-- DESCRIPTION OF THE TASK --
Pick out the lines below with "resolutions" and list them.

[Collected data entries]
▼

Issue #1004, opened 2022-08-22
SeekBar is difficult to use on certain display resolutions


Root-Core:
Hi there,

I've tested the music app and quite like it. There are some issues I encountered though.
One of them bothers me on an older laptop with an odd resolution (1366x768).

![Pre](https://user-images.githubusercontent.com/5329652/185978262-b712262a-34bb-4d73-92be-0dc153f356ff.png)

The seekbar is way to small to make actual use out of it, plus I have not found a way to seek forwards / backwards without it.
The arrow keys start the current track from beginning or skip to the next title. Long click on forward / backward does nothing (unlike the play button, which is on its own a bit counter intuitive to me and I use high playback speed all the time). It would be nice if the seekbar would span over the complete width of the player, as it sticks out of it anyways and therefore occupies the height.

_Random "artist impression":_

![Post](https://user-images.githubusercontent.com/5329652/185983205-53abf534-1b03-4ca0-be8e-f5e3dff9af15.png)

As there is a podcast functionality (which I use) you might keep in mind that one pixel could represent several minutes of content.

Feedback on this matter is appreciated. I could look into it and create a PR, but I don't know yet which implications such change would have on  mobile, as it seems there is no seekbar at all atm.

Edit:
// Okay, I checked the screenshots and the seekbar does not stick out on other resolutions. So I'm not sure if this would be a viable solution to the problem.
// The seekbar sticks out only if the details panel is shown, but even if it's closed it is rather hard to use on large files.

paulijar:
> Okay, I checked the screenshots and the seekbar does not stick out on other resolutions.

Yeah, you have really found an edge case here. The time indicator is not really supposed to get divided to two rows and the seekbar ought not to hang below the controls pane, but it does happen when all of these conditions are met:
- Details pane is open
- Window width is approximately between 1357 and 1368 pixels
- The length of the playing audio is more than one hour

I once used a lot of time in manually tweaking all the break points in window width where each UI element gets hidden, in attempt to prevent the UI from ever looking weird or broken like this. But the thing is, neither podcasts nor internet radio were yet supported at that time and I never tested with content length more than an hour.

> Long click on forward / backward does nothing

[...]

PR #1006, opened 2022-08-23
Enabled playback speed context menu via right click

Root-Core:
On the PC it just feels weird to long press something with the mouse, therefore I want to allow calling the context menu via right click.

I also replaced `getElementById()` with an event on the button element itself. Feel free to revert this change, if it was deliberate.

### DIFF
--- a/js/app/controllers/playercontroller.js
+++ b/js/app/controllers/playercontroller.js
@@ -413,15 +413,15 @@ function ($scope, $rootScope, playlistService, Audio, gettextCatalog, Restangula
 		$scope.playbackRate = stepRates[nextStep];
 	};
 
-	/** Context menu on long press of the play/pause button */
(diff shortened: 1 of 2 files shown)


paulijar:
Thanks, seems to work well. I was just thinking about adding this right-click option after reading your issue https://github.com/owncloud/music/issues/1004.

> I also replaced getElementById() with an event on the button element itself. Feel free to revert this change, if it was deliberate.

I actually didn't know of the `ngOn` directive and that you may use it to bind any custom events within the HTML template. But this makes the event binding more consistent, so I like it.

paulijar:
This PR has now been released in Music v1.7.0.

T0mWz:
> Where should this menu be visible? 🙈

Woow, found it finally. It's behind the play button, that is well hidden. Maybe an idea to add it as a separate button, like 'Playback speed', which opens this option?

▲

-- TASK ANSWER --
SeekBar is difficult to use on certain display resolutions
// Okay, I checked the screenshots and the seekbar does not stick out on other resolutions. So I'm not sure if this would be a viable solution to the problem.
> Okay, I checked the screenshots and the seekbar does not stick out on other resolutions.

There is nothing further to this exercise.